[Xapian-discuss] Indexing and commiting

Mon Apr 16 20:40:21 BST 2007

Hi,

On Mon, Apr 16, 2007 at 04:19:43PM +0200, Andreas Marienborg wrote:
> Right now I fetch items from the database, add them to the index,  
> with terms etc,  and commit every 1000 documents.

apart from creating the index in Xapian you should also keep in mind how
fast you can get your data from the database.

The largest SQL-database I use consists of 2.8 million bibliographic entries
(only the OPAC of the University Library of Cologne without institutes
etc.). To actually build the index I use two tables in the database - one
with the terms to index and another with correspondig serialized
data-structures constisting of author/title/year etc.

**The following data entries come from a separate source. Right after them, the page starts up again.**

PR #481, opened 2022-06-08
Add test case to show that OBO supports SP

rayluo:
* There is no code change to MSAL's implementation in this PR. This means the existing MSAL Python needs no change to support the OBO-for-SP scenario, perhaps since the initial OBO implementation.
* This PR contains changes to MSAL's test case, to demonstrate that how OBO for SP could work. It is a matter of how the mid-tier app chooses to manage the potentially-more-than-one SP "accounts", which can be an open topic for discussion.
* Currently, the test certificate is *not* committed, so, the new test case will not be run in CI. But it was manually run by PR author.

### DIFF
--- a/tests/test_e2e.py
+++ b/tests/test_e2e.py
@@ -649,19 +649,27 @@ class LabBasedTestCase(E2eTestCase):
                 # Here we just test regional apps won't adversely break OBO
             http_client=None,
             ):
-        # 1. An app obtains a token representing a user, for our mid-tier service
-        pca = msal.PublicClientApplication(
-            config_pca["client_id"], authority=config_pca["authority"],
-            azure_region=azure_region,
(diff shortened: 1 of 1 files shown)


bgavrilMS:
We have an E2E in MSAL.NET - please ping the .NET team to discuss about the certificate.

micwoj92:
This branch has conflicts that must be resolved.

rayluo:
> This branch has conflicts that must be resolved.

Thanks. We will be informed of this by github when we revisit this PR (possibly while attempting to solve the test cert topic mentioned above).

Meanwhile, assuming your interest on this topic was driven by your trying to find an OBO example for Service Principal, this PR in its current form (i.e., before merging) still worked as-is, and can serve its current purpose of showcasing how to do OBO with SP.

I use MySQL 4.1.x. Unfortunately MySQL gets quite slow when performing the
select over these to tables - especially after the 1 millionth dataset
fetched.

I benchmarked the performance and measured the time to index 1000 datasets.
>From the 1st to the 200.000th set the time used grew from 0.8 seconds to
around 3.6 seconds for 1000 sets. The time then grew - until after 2 million
sets is was around 59 seconds. I first suspected Xapian and fine-tuned 
XAPIAN_FLUSH_THRESHOLD but quite soon it became quite clear that MySQL was
responsible.

As an alternative way to index (in my setup) I indexed the same data from
two flat files with the same data as in the MySQL-database. To use flat
files was quite a performance boost. Every 1000 sets took around 0.8 to 2.0
seconds to index for the whole 2.8 million bibliographic records.

Just my 0.02 EUR.

Regards,

Oliver

-- 
!- Oliver Flimm - Cologne/Germany | flimm at sigtrap.de | http://www.sigtrap.de/ -!
!    Die Zehn Gebote haben 279 Woerter, die amerikanische Unabhaengigkeits-    !
! erklaerung hat 300 Woerter. Die EU-Verordnung zur Einfuhr von Karamelbonbons !
!-----------------------------  hat 25911 Woerter  ----------------------------!